Il se revendique “Tortionnaire sanguinaire modéré”
Adepte de la “torture douce”, de “l’obscurantisme bienveillant” et de “l’exécution publique intimiste”, il reçoit en juin 2023 le prix de “l’écarteleur déconstruit” par le magazine Fatwa Hebdo. Une position humaniste et modérée qui lui permet en 2024 de changer la constitution Iranienne en profondeur en proposant que chaque femme soit désormais lapidée avec des bouteilles de Mercurochrome. Il était temps !
Il a déjà eu 2 jaunes en cassant un œuf
Le 16 avril 2019, alors qu’il est en train de casser 2 œufs dans un bol, Mojtaba se retrouve nez à nez avec l’impensable : 3 jaunes. Une anomalie vertigineuse qu’il place immédiatement sous le coup d’un signe divin avant de courir dans la rue pour égorger 38 poules, 17 dindes et 3 otages en guise de remerciements.

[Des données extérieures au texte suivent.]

Issue #731, opened 2019-10-24
docs: support items without nav sidebar entry


dashohoxha:
In some cases it might be useful to hide (not-show) a page on the left-side menu.
For example in the "Installation" page, the pages about "completion" and "plugins" are referenced from the index page of installation, but I wish they were not shown on the sidebar menu.

Currently this is not possible (unless I have missed something).
This could be specified for example with a field like `"label": false,` or `"label": null,` or `"label": "",`

jorgeorpinel:
Seems to me like a nice-to-have feature: Having the files there but with no entry in sidebar.json

However I don't agree that neither `/doc/user-guide/install/completion` nor `...plugins` should be hidden from the sidebar. They help users discover those topics by navigating the side bar. In fact can't find any element in the navigation at the moment that shouldn't be listed.

jorgeorpinel:
p.s. The problem with those 2 entries is that they are repeated as stand-alone User Guides since #695 was merged.

jorgeorpinel:
p.s. The problem with those 2 entries is that they are repeated as stand-alone User Guides since #695 was merged. This is reported in #701.

shcheklein:
Not sure I see any valuable use case for this for now. Closing this. Will revisit if have a real use case for this.

jorgeorpinel:
BTW this is now possible on Gatsby I think. Are there any pages we want to hide from the docs @shcheklein? Maybe the Google API Privacy Policy (per https://github.com/iterative/dvc.org/issues/144#issuecomment-584441916)

rogermparent:
You're correct, this has been possible since the Models PR. All MD source files will become pages, and if they aren't added to the sidebar they won't show up automatically, fulfilling this behavior.
Should the docs implementation change (and it probably will eventually), I'll keep this feature in mind when changing anything as to not break it so you should be safe to use it.

PR #987, opened 2020-02-10
more GAPI privacy policy updates

jorgeorpinel:


public/static/docs/user-guide/privacy.md
```diff
@@ -16,13 +15,16 @@ service. See
...
 
-DVC access Google resources from your machine you run DVC on. Your machine
+DVC accesses Google resources from the machine where you use DVC. Your machine
 communicates directly with the Google APIs.
 
-DVC project never receives your data or the permission to access your data. The
-owners of the project can only see anonymous, aggregated information about usage
-of tokens obtained through its OAuth client, such as which APIs and endpoints
-are being used.
+The _DVC_ application never receives your data or the permission to access your
```
jorgeorpinel: @MaxRis I changed "DVC project" for "_DVC_ application" but I'm not sure which one is which. Is there a GCP project called DVC? Or is it just a Gogle application that's called that? Can you share some links to all and any of these entities so I can express it here clearly? Thanks

jorgeorpinel: > Can you share some links to all and any of these entities

Maybe read access to my Google account if you think it could be useful (jorge@orpinel.com)

jorgeorpinel:
Another question @shcheklein. Shouldn't the privacy policy be a root section of its own, instead of buried inside User Guide?

shcheklein:
@jorgeorpinel don't see a big reason for this, it's specific to GDrive for now.

public/static/docs/user-guide/privacy.md
MaxRis: @jorgeorpinel I afraid you should be invited by @shcheklein to have access to the GCP project.
So, yes, we are talking here about GCP project and `DVC` is a title for this project given through OAuth Consent Screen. `DVC` name is visible to the users, but we are explaining that GCP project behind doesn't receive access to any users' data.

jorgeorpinel:
I agree. But it's also not a user guide. It wold be nice to be able to not have it in the sidebar I guess, just linked from some place... Maybe work on #731 ?

BTW, should re remove the current link from the footer then? And put it in the remote add and remote modify cmd refs.

public/static/docs/user-guide/privacy.md
jorgeorpinel: So the right term is "DVC GCP Project" right? There's no _DVC_ application? Thanks

MaxRis: Just "DVC Application" would mean dvc command line application itself, I believe. Yes, "DVC GCP Project" should be fine to go with.

shcheklein:
@jorgeorpinel don't see it as a big deal right now, let's get back to this discussion when we start the User Guide restructuring.

shcheklein:
@jorgeorpinel footer link was by the Google verification team.

public/static/docs/user-guide/privacy.md
shcheklein: DVC GCP Project sounds too complicated. The right term is DVC application I believe. This is the one we get secret/token for and the one used to authenticate (generate credentials) for users.

shcheklein: in this specific case DVC project was the right phrase though. We refer to the DVC team, etc.

shcheklein: So, I would keep it the way it was before probably.

jorgeorpinel: > Just "DVC Application" would mean dvc command line application itself 

Exactly. I'm trying to avoid confusions. Alright then, I changed all the instances of _DVC_ application for DVC GCP Project in . Thanks Max!

jorgeorpinel: Oops I just noticed your comments here @shcheklein 

> in this specific case DVC project was the right phrase though. We refer to the DVC team

I don't think that's the case, this refers to the dvc project or app on GCP which we own, right? See, this is the confusion I'm trying to clear up. If you could five me read access to the GCP I could figure it out on my own.

public/static/docs/user-guide/privacy.md
```diff
@@ -1,13 +1,12 @@
...
-details on how to setup it check the respective sections in the `dvc remote add`
-and `dvc remote modify` commands as well as the relevant Google Drive section of
-this User Guide.
+make it easier to store files on Google Drive. For more details on how to set it
+up, refer to
+[Setup a Google Drive DVC Remote](/doc/user-guide/setup-google-drive-remote)
 
-DVC uses the _DVC_ application on Google Cloud Platform. That is the name you
-will see in a consent screen. DVC integration is governed by common policies
+DVC uses the _DVC_ Project on Google Cloud Platform. (That is the name you will
```
shcheklein: why is it upper case, btw?

public/static/docs/user-guide/privacy.md
shcheklein: kk. still looks like an overkill DVC GCP Project sounds way too complicated. DVC project is enough in either case. You can make _DVC project_ everywhere (but we already use _DVC_ to refer to the GCP app/project).

(Also, most likely the right term is application, not project from the Google console perspection:

Screen Shot 2020-02-10 at 4 24 59 PM
)

jorgeorpinel: > still looks like an overkill DVC GCP Project... DVC project is enough in either case

Yes, I don't disagree with that. But DVC project is a term we have in the glossary also so Idk... Unless we move to stop using that term in favor of DVC repo always – please see https://github.com/iterative/dvc.org/pull/931#discussion_r376181149 BTW, been trying to have your attention to that question haha.

> most likely the right term is application

Perfect, I'm using "_DVC_ Application" then! Done in 9e14575a

public/static/docs/user-guide/privacy.md
jorgeorpinel: It's Application now BTW. Upper case because it's a special kind of app (a GCP app, used to setup GAPI integrations) vs the general concept of software applications. The distinction is useful, for example, in the **Usage in other packages or applications** section.

shcheklein: 👍

public/static/docs/user-guide/privacy.md
shcheklein: 👍

jorgeorpinel:
> don't see it as a big deal right now, let's get back to this discussion when we start the User Guide restructuring

OK, noted in https://github.com/iterative/dvc.org/issues/144#issuecomment-584441916

> footer link was (required) by the Google verification team

OK, can I rename it "Google APIs Privacy Policy" just for correctness? Typically a link like this on the footer is a general privacy policy for data collection of DVC itself, not specific to the integration in this case. But we don't really collect any personal data, so its a bit misleading.

shcheklein:
> OK, can I rename it "Google APIs Privacy Policy" just for correctness?

Let's not mess with this right now. We can think how to generalize, improve this, etc later, way later.

public/static/docs/sidebar.json
```diff
@@ -162,7 +162,7 @@
         "slug": "analytics"
       },
       {
-        "label": "Privacy Policy",
+        "label": "Privacy Policy (Google APIs)",
```
jorgeorpinel: > it's probably too long to fit into one line?

@shcheklein nope, it fits 🙂 but that's the reason I shortened the docs title actually.

image

jorgeorpinel:
OK, I renamed the PR, merging!

PR #991, opened 2020-02-13
Replace custom collapse in sidemenu

### LINKED ISSUE #724: nav: unnecessary gaps in sidebar

### LINKED ISSUE #856: nav: left sidebar isn't visible without js
~~Disclaimer: I'm not sure the title is completely accurate.~~ See https://github.com/iterative/dvc.org/pull/834#pullrequestreview-330780455 for context Summary:

> J: without js the nav bar doesn't expand
> I: The good question is if we need to generate a sitemap or something for the case when we don't have a link to some page inside and search engines won't be able to find it?
> J: maybe it's easy to pre-render nav?

So, possible solutions:

1. Pre-render all nav elements
2. Introduce a (automatic) site map.

iAdramelk:
As part of community page I updated `react-collapse` to version 5.0 and it so happens this version can be also used in side menu and is fixing some of our existing issues.

Fix #856 
Fix #724

### DIFF
--- a/src/components/Documentation/SidebarMenu/index.js
+++ b/src/components/Documentation/SidebarMenu/index.js
@@ -1,4 +1,5 @@
 import React, { useEffect, useRef, useState } from 'react'
+import { Collapse } from 'react-collapse'
 import PerfectScrollbar from 'perfect-scrollbar'
 import scrollIntoView from 'dom-scroll-into-view'
 import PropTypes from 'prop-types'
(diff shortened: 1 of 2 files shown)


shcheklein:
This looks awesome!

shcheklein:
@fabiosantoscode could you review this please?

PR #993, opened 2020-02-14
Regular updates (Feb 13)

### LINKED ISSUE #719: term: don't use "take X under control" phrase
Starting with https://dvc.org/doc/command-reference/add, per https://github.com/iterative/dvc/pull/2546#discussion_r337122908 (look at resolution there for final wording).

And look for any other instances.

jorgeorpinel:
- Misc. stuff
- Closes #719 (core repo match: iterative/dvc/pull/3322)
- Reflect iterative/dvc/pull/3312

### DIFF
--- a/public/static/docs/command-reference/config.md
+++ b/public/static/docs/command-reference/config.md
@@ -22,9 +22,9 @@ takes a config option `name` (a section and a key, separated by a dot) and its
 This command reads and updates the DVC configuration files. By default (if none
 of `--local`, `--global`, or `--system` is provided) a project's config
 (`.dvc/config`) file is read or modified. This file is by default meant to be
-under Git control and should not contain sensitive and/or user-specific
-information (passwords, SSH keys, etc). Use `--local`, `--global`, or `--system`
-options instead to override project's settings, for sensitive, or user-specific
+tracked by Git and should not contain sensitive and/or user-specific information
+(passwords, SSH keys, etc). Use `--local`, `--global`, or `--system` options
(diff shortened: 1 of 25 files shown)


public/static/docs/command-reference/config.md
```diff
@@ -22,9 +22,9 @@ takes a config option `name` (a section and a key, separated by a dot) and its
 This command reads and updates the DVC configuration files. By default (if none
 of `--local`, `--global`, or `--system` is provided) a project's config
 (`.dvc/config`) file is read or modified. This file is by default meant to be
-under Git control and should not contain sensitive and/or user-specific
-information (passwords, SSH keys, etc). Use `--local`, `--global`, or `--system`
-options instead to override project's settings, for sensitive, or user-specific
+tracked by Git and should not contain sensitive and/or user-specific information
```
jorgeorpinel: Not sure about "tracked by Git" but at least has ~20k results on Google, vs ~4k of "under Git control"

jorgeorpinel: I guess it's fine? "track"-like words are common in https://git-scm.com/docs/git-add (whereas no instances of "control" are found).

shcheklein: both fine with, I would not try to be very formal about this ... every formality like this should have a strong reason/ground ... in this case it's quite easy to understand both I would say

jorgeorpinel: Its not about formality in this case. "Under X control" sounds strange, as discussed in #719

PR #995, opened 2020-02-14
Move API calls on community page to client side

iAdramelk:
Right now on community we fetch data from APIs inside `getInitialProps` it locks page render until we get all responses and also prevents us from caching renders results for this page as static html.

This PR moves these requests to the client side.

### DIFF
--- a/src/components/Community/Learn/index.js
+++ b/src/components/Community/Learn/index.js
@@ -10,6 +10,7 @@ import CommunityBlock from '../Block'
 import CommunityButton from '../Button'
 import CommunitySection from '../Section'
 
+import { getLatestPosts, getCommentsCount } from '../../../utils/api'
 import { pluralizeComments } from '../../../utils/i18n'
 
 import {
@@ -53,9 +54,7 @@ function CommunityBlogPost({
 
   useEffect(() => {
     if (commentsUrl) {
-      fetch(`/api/comments?url=${commentsUrl}`)
-        .then(result => result.json())
-        .then(data => setCount(data.count))
+      getCommentsCount(commentsUrl).then(result => setCount(result))
     }
   }, [])
 
@@ -185,7 +184,17 @@ CommunityDocumentation.propTypes = {
   url: PropTypes.string
 }
 
-export default function CommunityLearn({ posts, theme }) {
+export default function CommunityLearn({ theme }) {
+  const [isPostsLoaded, setIsPostsLoaded] = useState(false)
+  const [posts, setPosts] = useState([])
+
+  useEffect(() => {
+    getLatestPosts().then(result => {
+      setPosts(result)
+      setIsPostsLoaded(true)
+    })
+  }, [])
+
   return (
     <Wrapper>
       <CommunitySection
@@ -255,15 +264,17 @@ export default function CommunityLearn({ posts, theme }) {
                 )
               }
             >
-              {posts.length ? (
+              {!isPostsLoaded && <Placeholder>Loading...</Placeholder>}
+              {isPostsLoaded &&
+                !!posts.length &&
                 posts.map(post => (
                   <CommunityBlogPost
                     {...post}
                     key={post.url}
                     color={theme.color}
                   />
-                ))
-              ) : (
+                ))}
+              {isPostsLoaded && !posts.length && (
                 <Placeholder>Blog is unavailable right now</Placeholder>
               )}
             </CommunityBlock>
@@ -286,7 +297,6 @@ export default function CommunityLearn({ posts, theme }) {
 }
 
 CommunityLearn.propTypes = {
-  posts: PropTypes.array,
   theme: PropTypes.shape({
     backgroundColor: PropTypes.string,
     color: PropTypes.string
--- a/src/components/Community/Learn/index.js
+++ b/src/components/Community/Learn/index.js
@@ -251,7 +251,7 @@ export default function CommunityLearn({ theme }) {
             >
               {!ready && <Placeholder>Loading...</Placeholder>}
               {error && (
-                <Placeholder>Blog is unavailable right now</Placeholder>
+                <Placeholder>Blog unavailable right now</Placeholder>
               )}
               {posts &&
                 posts.map(post => (
--- a/src/components/Community/Learn/index.js
+++ b/src/components/Community/Learn/index.js
@@ -250,9 +250,7 @@ export default function CommunityLearn({ theme }) {
               }
             >
               {!ready && <Placeholder>Loading...</Placeholder>}
-              {error && (
-                <Placeholder>Blog unavailable right now</Placeholder>
-              )}
+              {error && <Placeholder>Blog unavailable right now</Placeholder>}
               {posts &&
                 posts.map(post => (
                   <CommunityBlogPost
--- a/src/components/Community/Learn/index.js
+++ b/src/components/Community/Learn/index.js
@@ -1,4 +1,4 @@
-import React, { useCallback, useEffect, useState } from 'react'
+import React, { useCallback } from 'react'
 import PropTypes from 'prop-types'
 import format from 'date-fns/format'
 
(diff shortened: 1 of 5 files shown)


shcheklein:
@fabiosantoscode PTAL :)

src/utils/api.js
```diff
@@ -54,3 +53,16 @@ export async function getLatestTopics(req) {
...
+export async function getCommentsCount(commentsUrl) {
+  try {
+    const res = await fetch(`/api/comments?url=${commentsUrl}`)
+
+    if (res.status === 200) {
+      const { count } = await res.json()
+      return count
+    }
+  } catch (e) {
+    console.error(e)
```
fabiosantoscode: Out of scope: maybe we should reject the promise when there's a non-200 response?

src/components/Community/Meet/index.js
```diff
@@ -231,15 +251,17 @@ export default function CommunityMeet({ issues, theme, topics }) {
...
                 issues.map(issue => (
                   <CommunityIssue
                     {...issue}
                     key={issue.url}
                     color={theme.color}
                   />
-                ))
-              ) : (
+                ))}
+              {isIssuesLoaded && !issues.lengts && (
```
fabiosantoscode: Typo here

src/components/Community/Meet/index.js
```diff
@@ -110,7 +111,24 @@ CommunityIssue.propTypes = {
...
+
+  useEffect(() => {
+    getLatestIssues().then(result => {
+      setIssues(result)
+      setIsIssuesLoaded(true)
+    })
+    getLatestTopics().then(result => {
+      setTopics(result)
+      setIsTopicsLoaded(true)
+    })
```
fabiosantoscode: Nit: this doesn't stop the set calls when the component has already unmounted. It's not a big deal but it generates a warning in the console.

src/components/Community/Meet/index.js
```diff
@@ -110,7 +111,24 @@ CommunityIssue.propTypes = {
   color: PropTypes.string
 }
 
-export default function CommunityMeet({ issues, theme, topics }) {
+export default function CommunityMeet({ theme }) {
+  const [isIssuesLoaded, setIsIssuesLoaded] = useState(false)
+  const [issues, setIssues] = useState([])
+
+  const [isTopicsLoaded, setIsTopicsLoaded] = useState(false)
+  const [topics, setTopics] = useState([])
```
fabiosantoscode: nit: perhaps we could use a custom hook for these API calls, to keep things consistent:

```js
const useAPICall = (apiFn, ...args) => {
  const [loading, setLoading] = useState(false)
  const [result, setResult] = useState(null)

  useEffect(() => {
    setLoading(true)
    setResult(null)
    apiFn(...args).then(result => {
      setLoading(false)
      setResult(result)
    })
  }, [apiFn, ...args])

  return { loading, result }
}

// ...
const topics = useAPICall(getLatestIssues, /* args for API call can go here */)

topics.loading // bool
topics.result // any
```

src/utils/api.js
iAdramelk: It's mostly a question of there to handle rejections. We can do it either here or in components themselves. For now I decided that it will probably be easier to do there them increase components size.

P. S. I like your idea to transforms API calls to custom hooks, it will solve this problem and they can also have error state in them that components can use. I will try to convert them to custom hooks now.

src/components/Community/Meet/index.js
iAdramelk: Good catch, thank you!

src/components/Community/Meet/index.js
iAdramelk: Good idea, I'd probably would add error state here too.

src/components/Community/Meet/index.js
iAdramelk: Good observation. I will think about how to solve it, but maybe will leave it to the future.

fabiosantoscode: Usually I do something like this:

```
useEffect(() => {
  let canceled = false
  asyncStuff().then(() => {
    if (canceled) return
  })
  return () => {
    canceled = true
  }
}, [])
```

It works for mount/unmount as well as one of the useEffects dependencies changing.

src/utils/api.js
fabiosantoscode: I see what you mean.

But maybe a non-200 response should have the same treatment as an error. This decreases the amount of outcomes the function may have. Right now, it's [error, undefined, response]. If we treat non-200 as an error it's only [error, response].

src/components/Community/Meet/index.js
iAdramelk: Good idea, I will do it this way!

iAdramelk:
@fabiosantoscode Rewrote with hooks, please check.

src/components/Community/Learn/index.js
```diff
@@ -255,17 +249,18 @@ export default function CommunityLearn({ posts, theme }) {
                 )
               }
             >
-              {posts.length ? (
+              {!ready && <Placeholder>Loading...</Placeholder>}
+              {error && (
+                <Placeholder>Blog is unavailable right now</Placeholder>
```
jorgeorpinel:
```suggestion
                <Placeholder>Blog unavailable right now</Placeholder>
```

src/components/Community/Meet/index.js
```diff
@@ -191,17 +195,18 @@ export default function CommunityMeet({ issues, theme, topics }) {
               }
               icon="/static/img/community/discourse.svg"
             >
-              {topics.length ? (
+              {!topicsReady && <Placeholder>Loading...</Placeholder>}
+              {topicsError && (
+                <Placeholder>Forum is unavailable right now</Placeholder>
```
jorgeorpinel:
```suggestion
                <Placeholder>Forum unavailable right now</Placeholder>
```

src/components/Community/Meet/index.js
```diff
@@ -231,17 +236,18 @@ export default function CommunityMeet({ issues, theme, topics }) {
               }
               icon="/static/img/community/github.svg"
             >
-              {issues.length ? (
+              {!issuesReady && <Placeholder>Loading...</Placeholder>}
+              {issuesError && (
+                <Placeholder>Github is unavailable right now</Placeholder>
```
jorgeorpinel:
```suggestion
                <Placeholder>Github unavailable right now</Placeholder>
```

src/utils/api.js
```diff
@@ -7,50 +8,64 @@ export function makeAbsoluteURL(req, uri) {
...
+  useEffect(() => {
+    let cancelled = false
+
+    const fetchData = async () => {
+      try {
+        const res = await fetch(url)
+
+        if (!cancelled) {
+          if (res.status !== 200) {
+            setError('Wrong response types')
```
jorgeorpinel:
```suggestion
            setError('Bad response status')
```

jorgeorpinel:
p.s. sanity check on https://dvc-landing-async-commu-rmgs1p.herokuapp.com/community also looks good. I can see the blog, discourse, and github calls in Network tab.

fabiosantoscode:
Looks good.

The fact that we have to write so much code for this makes me sad we can't inspect promises from the outside. We would be able to read the result, error and whether it's resolved.

src/components/Community/Meet/index.js
```diff
@@ -110,7 +111,10 @@ CommunityIssue.propTypes = {
   color: PropTypes.string
 }
 
-export default function CommunityMeet({ issues, theme, topics }) {
+export default function CommunityMeet({ theme }) {
+  const { erorr: issuesError, ready: issuesReady, result: issues } = useIssues()
+  const { erorr: topicsError, ready: topicsReady, result: topics } = useTopics()
```
fabiosantoscode: Oh, typo here!

jorgeorpinel: I don't see it.

shcheklein: I don't see it either, resolving ... please send a separate update for this if we missed something

shcheklein:
@fabiosantoscode 

> The fact that we have to write so much code for this makes me sad we can't inspect promises from the outside. We would be able to read the result, error and whether it's resolved.

could you elaborate please?

fabiosantoscode:
@shcheklein

Just an aside. But you can't inspect a promise's completion state from the outside, like promise.isFullfilled or promise.isRejected, or get its value. If that was the case, we could use that as a standard object and pass it around.

PR #1642, opened 2020-07-31
Add a "Thank You" page for MailChimp subscribers

rogermparent:
This PR adds a simple "Thank You" page for MailChimp to redirect to upon a successful subscription.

Sous son turban se cache Tito, un petit rongeur espiègle qui guide tous ses faits et gestes
Ce n’est que récemment que Mojtaba a dévoilé le secret de son ascension fulgurante au sein des factions conservatrices de l’Iran. Invité du podcast “Leaders de demain, idées d’hier”, le nouveau guide suprême d’Iran a accepté pour la première fois de dévoiler ce qu’il cachait sous son traditionnel amāmeh : Tito, un jeune mulot de 2 ans et demi, tenant entre ses griffes les cheveux de l’ayatollah et le manipulant comme une marionnette. “Depuis qu’il est entré dans ma vie, il m’a appris à faire une ratatouille, une sauce gribiche et même à menacer de mort Israël chaque jour comme un vrai professionnel” explique-t-il tout guilleret avant que Tito ne l’oblige à se lever d’un coup sec pour tirer au lance-roquettes sur un chat persan.
Il n’a pas l’ASSR
Personne n’est parfait. Le guide suprême d’Iran ne possède pas l’ASSR (Attestation Scolaire de Sécurité Routière de niveau 1, NDLR). Un vide important sur son CV et qui lui cause aujourd’hui encore quelques déconvenues puisqu’il avoue ne pas savoir faire la différence entre le petit bonhomme rouge et le petit bonhomme vert du passage piéton. Une lacune qui rend le quotidien quelque peu compliqué en particulier lorsqu’on doit guider 93 000 000 de personnes vers l’avenir sans savoir si on peut traverser la rue.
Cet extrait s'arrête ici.